Notes regarding monitoring when the operating system or server crashes or is unresponsive

Monitoring is performed upon the aforementioned timeout when the operating system or server crashes or is unresponsive. Therefore, if tuning has not been performed correctly, there is a risk of a split-brain mistakenly occurring even if the server is in a sound state.

Split-brain is a phenomenon in which both servers temporarily operate as primary servers, causing data updates to be performed on both servers.

Split-brain detection method

It can be confirmed that split-brain occurs under the following conditions:

When the mc_ctl command is executed in status mode on both servers, the "host_role" of both servers is output as "primary". And,
The following message is output to the event log of one of the servers:
```
promotion processing completed (MCA00062)
```

How to recover from a split-brain

Use the procedure described below. Note that the new primary server is the server that was confirmed in step 2 of the aforementioned detection method.

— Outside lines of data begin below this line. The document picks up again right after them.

PR #219, opened 2019-12-31
Dns

bretambrose:
First draft of a proposed public interface for DNS and host resolution that includes full resolver implementations and separation of concerns between resolvers and CRT-desired functionality.


include/aws/io/dns.h
```diff
@@ -0,0 +1,602 @@
...
+ * Vocabulary/Concepts
+ *
+ * aws_dns_resolver - A thin interface around remote DNS queries.  Includes a default implementation that supports
+ * recursive and iterative queries.  Supports DNS over UDP.  (Eventually) Supports DNS over https and tls.  No support
+ * for non-internet-class queries.  Uses a vtable and can be replaced with a custom implementation.
+ *
+ * aws_dns_service_provider_config - Controls what host/port/protocol combos the default aws_dns_resolver uses to
+ * resolve queries.
+ *
+ * aws_host_resolution_service - A heavy-weight host name resolution service that contains CRT-specific and
```
JonathanHenson: why not just call this aws_dns_caching_resolver or something? 

or aws_dns_cache

include/aws/io/dns.h
```diff
@@ -0,0 +1,602 @@
...
+ * A thin interface around raw dns query/response.  A default resolver is included that uses
+ * aws_dns_service_provider_config to control what remote dns services are used.
+ *
+ * Musts/Requirements:
+ *   (1) 1 question allowed per query (aggregation is caller's responsibility)
+ *   (2) Implements retries (users should not layer retry on top)
+ *
+ * Shoulds:
+ *   (1) Cache authority/zones-of-responsibility in a label-based tree (iterative only?)
+ *   (2) Assume query input is a host name and not an IP address.
```
JonathanHenson: would this break existing systems that rely on querying an ip address just returning that ip address?

include/aws/io/dns.h
```diff
@@ -0,0 +1,602 @@
...
+    AWS_DNS_RR_DLV = 32769,
+
+};
+
+struct aws_dns_resource_record {
+    /* Needs to be on the record (rather than the full result/set) to support ANY-based queries */
+    enum aws_dns_resource_record_type type;
+
+    /* time-to-live in seconds */
+    uint32_t ttl;
```
JonathanHenson: should we store time fetched or something so we can evaluate the TTL?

Stop all applications that are running on the old and new primary servers.
Investigate and recover the database.
Investigate the update results that have not been reflected to the new primary server from the database of the old primary server, and apply to the new primary server as necessary.
Stop the old primary server instance and the Mirroring Controller.
Resume the applications that were stopped in step 1.
Recover the old primary server.
While referring to "8.4 Setting up the Standby Server", build (set up) the old primary server as the new standby server, from the new primary server.

Note

The tuning described above impacts on the time taken from detection of a timeout until switching the primary server. Therefore, modify the values while taking into account the switch or disconnection time, using a design for which misdetection does not occur.